Alex headshot

AlBlue’s Blog

Macs, Modularity and More

Should every commit compile?

2013 Eclipse Git

In a recent conversation on Twitter, the question of whether all individual git commits should compile* was discussed.

There’s broadly two answers to this:

  • Yes
  • No

and which one you choose is more a function of your workflow and practices than a definitive answer one way or another.

To explain what I mean by the ‘no’ answer above; if you have a series of commits in a repository (let’s call them a→b→c to denote them), provided that the final commit c compiles* successfully or not, does it really matter whether a or b do as well?

For a local repository that you’re working on, it doesn’t matter too much; after all, local git history is mutable. It’s when you start pushing to remote branches – particularly ones others can see – that rewriting history is generally frowned upon.

These two patterns collide when it comes to shared code reviews. You’d like to get early feedback on an implementation, so you share it with others via some kind of remote repository/branch; but when you do, the expectation is that you’ll build upon it by adding further commits (c→d→e) instead of replacing ones you’ve already pushed (a→b'→c').

These two patterns are exemplified by GitHub’s pull requests and Gerrit’s reviews.

A GitHub branch or pull request is typically additive; newer commits amend changes until the feature is complete, upon which the pull request is merged. In this case what’s being reviewed is not necessarily the history that got to that point, but the resulting effect this change has on the branch it is being merged into. The result of the pull effect, not how it got there, is the thing being measured.

Gerrit’s reviews on the other hand allow you to review commits on a commit-by-commit basis; in other words, reviewing the history. Implicitly this ends up reviewing the resulting change as well, but through a bottom-up rather than top-down view. If an issue is found, the original commit needs to be edited and rebased before being pushed again.

In both cases it’s possible to set up a trigger, such that when a change occurs the compiler* is invoked and marks the change as verified or not; but in Gerrit’s case, it will do this for every commit in the history whereas in GitHub’s case it will just do this for the branch as a whole.

There are a couple of reasons for this differences, which are more to do with environment than anything else.

Firstly, GitHub’s site mainly consists of Ruby and JavaScript back-ends. In these cases there is no ‘compile’ step (hence the compiles* notations above); and as a result, there’s less merit in determining if an individual commit is successful or not. Gerrit on the other hand came out of Google, and is used for the Android source tree, which does use a compiled language (and so does have a ‘compile’ step).

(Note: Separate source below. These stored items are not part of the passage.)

PR #1241, opened 2020-05-08
GROOVY-9545: add extension method for stream to array using class literal

eric-milles:
https://issues.apache.org/jira/browse/GROOVY-9545

Looking into STC.  And waiting on comment/feedback in JIRA.

### DIFF
--- a/src/main/java/org/codehaus/groovy/vmplugin/v8/PluginDefaultGroovyMethods.java
+++ b/src/main/java/org/codehaus/groovy/vmplugin/v8/PluginDefaultGroovyMethods.java
@@ -29,6 +29,7 @@ import org.codehaus.groovy.runtime.InvokerHelper;
 import org.codehaus.groovy.runtime.NullObject;
 import org.codehaus.groovy.runtime.RangeInfo;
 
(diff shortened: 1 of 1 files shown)


paulk-asert:
+1 with the following comments:
- I'd suggest `@since` of 3.0.4 if merged soon
- we can probably do a better error message for the case where `type` is null
-  no need to have in `PluginDefaultGroovyMethods` just `DefaultGroovyMethods` since we know we have JDK8+ for 3+
- perhaps a couple of additional tests for arrays of arrays, e.g.:
```
assert Arrays.equals([].stream().toArray(String[]), new String[0][])
assert Arrays.deepEquals([['x'] as String[]].stream().toArray(String[]), [['x'] as String[]] as String[][])
```

paulk-asert:
I merged and made a few tweaks. I ended up leaving it in PluginDefaultGroovyMethods since all the other stream DGM methods were in there. Also, my suggestion for null checking doesn't offer much since it selects the built-in variant in that case anyway. We might add a NullObject variant at some future point when we add proper support for that.

PR #1242, opened 2020-05-10
GROOVY-9465: groovydoc: show class declaration header for all types

vmj:
It seems a mistake that the template required that the type should implement at least one interface before showing the declaration.


paulk-asert:
Good catch. Merged. Thanks!

PR #1243, opened 2020-05-11
GROOVY-9546: groovydoc: fix annotation rendering

vmj:
First stab at fixing the annotation rendering.

Somehow the annotations are not shown on properties at all.

Let me know if this is too hacky.

### DIFF
--- a/subprojects/groovy-groovydoc/src/test/groovy/org/codehaus/groovy/tools/groovydoc/testfiles/anno/Groovy.groovy
+++ b/subprojects/groovy-groovydoc/src/test/groovy/org/codehaus/groovy/tools/groovydoc/testfiles/anno/Groovy.groovy
@@ -1,0 +1,39 @@
+/*
+ *  Licensed to the Apache Software Foundation (ASF) under one
+ *  or more contributor license agreements.  See the NOTICE file
+ *  distributed with this work for additional information
+ *  regarding copyright ownership.  The ASF licenses this file
+ *  to you under the Apache License, Version 2.0 (the
+ *  "License"); you may not use this file except in compliance
+ *  with the License.  You may obtain a copy of the License at
+ *
+ *    http://www.apache.org/licenses/LICENSE-2.0
+ *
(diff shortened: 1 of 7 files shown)


vmj:
Created a separate issue for the missing property annotations, since I couldn't yet figure it out: https://issues.apache.org/jira/browse/GROOVY-9548

subprojects/groovy-groovydoc/src/test/groovy/org/codehaus/groovy/tools/groovydoc/testfiles/anno/Groovy.groovy
```diff
@@ -0,0 +1,39 @@
...
+ *  under the License.
+ */
+package org.codehaus.groovy.tools.groovydoc.testfiles.anno
+
+import groovy.transform.EqualsAndHashCode
+import groovy.transform.NamedParam
+import groovy.transform.NamedVariant
+
+// The annotations that are used here don't really matter,
+// since groovydoc shows all annotations, not just @Documented ones.
```
paulk-asert, line 26: We do plan to correct this one day. We currently try to minimise resolving classes when not needed but we will likely change that at some point.

paulk-asert:
Merged. Thanks!

subprojects/groovy-groovydoc/src/test/groovy/org/codehaus/groovy/tools/groovydoc/testfiles/anno/Groovy.groovy
vmj: Got it!  [GROOVY-4634](https://issues.apache.org/jira/browse/GROOVY-4634) is probably it, then.

paulk-asert: That's the one. :-)

PR #1244, opened 2020-05-11
GROOVY-9547: groovydoc: resolve tags later for Groovy source code

vmj:
For Java source code, tags are resolved when the template asks for the
comments.  For Groovy, they were resolved as soon as the source file
was processes.  At that point, not all classes in the same package are
processes, so links to those failed to link.


paulk-asert:
Merged, thanks!

PR #1245, opened 2020-05-11
GROOVY-9549: groovydoc: show implemented interfaces in class header

vmj:
Also, add type params if any.


paulk-asert:
Merged, thanks.

PR #1248, opened 2020-05-16
GROOVY-9556: Stub generated without the effect of AST transformation …

danielsun1106:
…makes joint compilation fail

See https://issues.apache.org/jira/browse/GROOVY-9556


paulk-asert:
+1, also fixes the broken test case for GROOVY-9506 on 3/4 branches.

paulk-asert:
Merged, thanks!

PR #1252, opened 2020-05-22
GROOVY-9548: groovydoc: use property modifiers

vmj:
The property seems to contain the correct modifiers (public vs private
that the field has).

Note that this does not fully close the ticket: the property annotations are still not shown.


paulk-asert:
Merged, thanks! I'll look into the annotations aspect sometime soon and comment on the jira issue.

PR #1253, opened 2020-05-23
GROOVY-9569: check outers and uppers for static fields

eric-milles:
- use ArrtibuteExpression for outer field
- use PropertyExpression for upper field

https://issues.apache.org/jira/browse/GROOVY-9569
https://issues.apache.org/jira/browse/GROOVY-9501
https://issues.apache.org/jira/browse/GROOVY-5259


danielsun1106:
Merged. Thanks!

PR #1255, opened 2020-05-24
Sonar: Replace the type specification in this constructor call with the diamond operator ("<>")

mawasak:
Simple Sonar, e.g: https://sonarcloud.io/project/issues?id=apache_groovy&issues=AXIngM_YBdjO4dFcRg1s&open=AXIngM_YBdjO4dFcRg1s

### DIFF
--- a/src/main/java/org/codehaus/groovy/syntax/ASTHelper.java
+++ b/src/main/java/org/codehaus/groovy/syntax/ASTHelper.java
@@ -62,7 +62,7 @@ public class ASTHelper {
     }
 
     public void setPackageName(String packageName) {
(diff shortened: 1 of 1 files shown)


danielsun1106:
Merged. Thanks!

paulk-asert:
Just by way of historical information. We delayed diamond operator usage changes for some time since earlier branches were allowed to be compiled in JDK versions prior to that operator and hence couldn't use that operator. And we wanted to minimise work when merging PRs from later branches to those earlier branches. Since there is almost no activity in those earlier branches now, it is safe to move forward with such changes.

PR #1257, opened 2020-05-25
GROOVY-9571: groovydoc: don't add constructors for types that can't have them

vmj:
just the default ctor removal


vmj:
Hold on, I'll move the `$INIT` thing from this to a separate issue.

PR #2205, opened 2025-04-26
GROOVY-11639: include super interface fields in face's property index

eric-milles:
Support interface default method making reference to super interface constant.


daniellansun:
LGTM

PR #2206, opened 2025-04-27
GROOVY-11641: index trait field under original name

eric-milles:
It is possible this could be solved in the trait transformation or receiver transformer.  At the time of xform, the fields of super trait have already been moved to field helper, so it would be some work to locate and decode them.


daniellansun:
LGTM

daniellansun:
Merged. Thanks.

Secondly, the ability for each commit to be compiled or not is of assistance when using git bisect. For those that haven’t used it before (or read the git tip of the week on the subject), git bisect allows you to run a program to determine ‘good’ or ‘bad’ and then perform a binary search to find out when ‘good’ changes to ‘bad’.

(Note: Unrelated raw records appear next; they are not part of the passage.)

PR #2210, opened 2025-05-03
GROOVY-11649: add partitionPoint to Groovy Array and List(missed in java and groovy)

dongwq:
partition_point missed in java and groovy like in
* rust: https://doc.rust-lang.org/std/primitive.slice.html#method.partition_point
* c++:  https://en.cppreference.com/w/cpp/algorithm/ranges/partition_point

### DIFF
--- a/src/main/java/org/codehaus/groovy/runtime/ArrayGroovyMethods.java
+++ b/src/main/java/org/codehaus/groovy/runtime/ArrayGroovyMethods.java
@@ -87,6 +87,9 @@ import java.util.function.IntConsumer;
 import java.util.function.IntUnaryOperator;
 import java.util.function.LongConsumer;
 import java.util.function.LongUnaryOperator;
+import java.util.function.IntPredicate;
+import java.util.function.LongPredicate;
+import java.util.function.DoublePredicate;
 
 /**
  * Defines new groovy methods which appear on arrays inside the Groovy environment.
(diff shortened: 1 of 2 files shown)


paulk-asert:
I created this issue to track this potential enhancement:
https://issues.apache.org/jira/browse/GROOVY-11649

paulk-asert:
This is an interesting proposal.

One immediate point of feedback is I would change the IntRange semantics to follow normal Groovy idioms. I know that means it might be slightly different to rust and other languages, but it follows what we do for all other Groovy methods. So, basically you'd get rid of the "- 1" when accessing getToInt() and change your examples from "0..arr.size()" to "0..<arr.size()" or "0..-1". Groovy let's you pick between (l, r), [l, r), [l, r] etc by using 0<..<4, 1..<4, 1..3 etc. I also haven't checked yet whether reverse ranges are handled properly, but perhaps you've already considered that.

Also, Java doesn't have a sorted list but offers Collections.sort(). Groovy doesn't have partition (currently) but does have groupBy. So, I think it makes sense to discuss in more detail how this would typically be used. Is it less useful than in other languages given the JDK collection semantics or is other functionality needed (like a partition extension method) to reap the full benefits. I think discussing such things is best on the mailing list or the issue.

src/main/java/org/codehaus/groovy/runtime/ArrayGroovyMethods.java
```diff
@@ -6576,6 +6579,528 @@ public static <T> T[] minus(T[] self, Object removeMe) {
...
 
+    //--------------------------------------------------------------------------
+    // partition_point
+
+    /**
+     * Returns the index of the partition point according to the given predicate
+     * (the index of the first element of the second partition).
+     * The arr is assumed to be partitioned according to the given predicate.
+     * <pre class="groovyTestCase">
+     * def arr = [7, 15, 3, 5, 4, 12, 6] as Integer[];
```
paulk-asert, line 6590: I'd probably also get rid of the unneeded semicolon here

dongwq: > I'd probably also get rid of the unneeded semicolon here (and other places)

thank you, done

dongwq:
> This is an interesting proposal.
> 
> One immediate point of feedback is I would change the IntRange semantics to follow normal Groovy idioms. I know that means it might be slightly different to rust and other languages, but it follows what we do for all other Groovy methods. So, basically you'd get rid of the "- 1" when accessing getToInt() and change your examples from "0..arr.size()" to "0..<arr.size()" or "0..-1". Groovy let's you pick between (l, r), [l, r), [l, r] etc by using 0<..<4, 1..<4, 1..3 etc. I also haven't checked yet whether reverse ranges are handled properly, but perhaps you've already considered that.
> 
> Also, Java doesn't have a sorted list but offers Collections.sort(). Groovy doesn't have partition (currently) but does have groupBy. So, I think it makes sense to discuss in more detail how this would typically be used. Is it less useful than in other languages given the JDK collection semantics or is other functionality needed (like a partition extension method) to reap the full benefits. I think discussing such things is best on the mailing list or the issue.

@paulk-asert  Thank you 
- the range arg: have adjusted to normal Groovy idioms.
- reverse ranges: with an assert check
- the usage: here partition_point can be view as a modern/general vision api of binary search with the help of closure/lambda. old binarySearch in java , lack of the ability to process these cases:
   1. directly provide the postion for insert like: lowerBound/uppperBound 
   2. the result of ordered arr/list with one val occured more than once is uncertain.
   
after all, so I change the method name to binaryPartitionPoint to be more precise.

paulk-asert:
I actually think i prefer just `partitionPoint` to match Rust and C++, but let me put my thoughts into GROOVY-11649 because I am not sure all of the variants are equally compelling.

paulk-asert:
Also, was there anything in particular you used from `AbstractList`. Wondering why not to use the more general `List` interface.

dongwq:
> Also, was there anything in particular you used from `AbstractList`. Wondering why not to use the more general `List` interface?

cause partition_point is O(logn),  suppose that element.get(i) is O(1).  so here we need a "random access" data store (such as an array).  

the java doc says for AbstractList:
 * This class provides a skeletal implementation of the {@link List}
 * interface to minimize the effort required to implement this interface
 * backed by a "random access" data store (such as an array)
 
though there no actual limit in java collection framework.

paulk-asert:
I was thinking a bit more about usage overnight.

For arrays, the "clean insertion" point argument is less compelling but somewhat useful none-the-less.

Given that it isn't easy to partition primitive arrays, I think partitionPoint is slightly less compelling. We could get by with both bisectLeft and bisectRight for instance. But even for natural ordering scenarios, the convenience of a single method is nicer than the two separate methods in my view.

I looked at the grades example from Python bisect: https://docs.python.org/3/library/bisect.html#examples

```
def scores = [33, 99, 77, 70, 89, 90, 100] // convert these to A grade (90 and above),
                                           // B grade (80 up to but not including 90), etc.
```

With binary search we have something like this:

```
def grade(score) {
  int[] breakpoints = [59, 69, 79, 89]
  def idx = Arrays.binarySearch(breakpoints, score)
  if (idx < 0) {
    idx = (idx + 1).abs()
  }
  'FDCBA'[idx]
}
assert scores.collect(this.&grade) == ['F', 'A', 'C', 'C', 'B', 'A', 'A']
```

We have to artificially subtract one from each of the breakpoints compared to the Python bisect example.
 
With partitionPoint it would become:

```
int[] breakpoints = [60, 70, 80, 90]
assert scores2.collect { sc ->
    'FDCBA'[breakpoints.partitionPoint{ it <= sc }]
} == ['F', 'A', 'C', 'C', 'B', 'A', 'A']

```
This is much cleaner.

paulk-asert:
> > Also, was there anything in particular you used from `AbstractList`. Wondering why not to use the more general `List` interface?
> 
> cause partition_point is O(logn), suppose that element.get(i) is O(1). so here we need a "random access" data store (such as an array).
> 
> the java doc says for AbstractList:
> 
> * This class provides a skeletal implementation of the {@link List}
> * interface to minimize the effort required to implement this interface
> * backed by a "random access" data store (such as an array)
> 
> though there no actual limit in java collection framework.

In general, we would use List here. That makes it work for all lists. The default is ArrayList which should have good performance but if the user wishes to supply some other kind of list, they will be responsible for ensuring they pick a list matching their performance requirements.

paulk-asert:
Can you rename back to partitionPoint, and use List instead of AbstractList. I am still pondering the benefits of Predicate vs Closure for the DGM List and AGM T[] variants. Did you make them different for a reason?

dongwq:
> Can you rename back to partitionPoint, and use List instead of AbstractList. I am still pondering the benefits of Predicate vs Closure for the DGM List and AGM T[] variants. Did you make them different for a reason?

@paulk-asert ok, 3 have done:
- revert method name to partitionPoint, 
- prefer Predicate<T> to Closure<?>, 
- DGM prefer List to AbstractList

paulk-asert:
I am not sure if "prefer Predicate to Closure<?>" is correct yet. I think that will be the case for primitive arrays, still thinking about List and T[]. It might be best to align those with how we'd sort those two things but I am just thinking through the cases whether it turns out to be the same. I'll writer another comment in a few hours.

paulk-asert:
Predicate looks fine in all cases.

paulk-asert:
Merged! Thanks!

paulk-asert:
Apologies, I meant to squash when merging.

In the case of code at least compiling correctly, it’s possible to run the output in some form of test harness or against a test case to determine whether the resulting code is good or not; but if the code haphazardly doesn’t compile correctly then the problem can be more challenging to resolve.

As a result, those who use git bisect tend to value the benefits of each individual commit compiling correctly, whereas those who either don’t need to do a compile step or are forward-looking with roll forwards tend to not need it.

So the summary is; it’s really up to taste. If you’re using a compiled language, and you want to be able to use git bisect effectively, then having every commit compile can be a valuable tool. But if you’re not using a compiled language, and don’t have a sequence of tests that you can run, then ignoring the interim state and focussing on the final result can be more agile.

Updated Thanks to @martiell for pointing out I meant git bisect instead of git blame.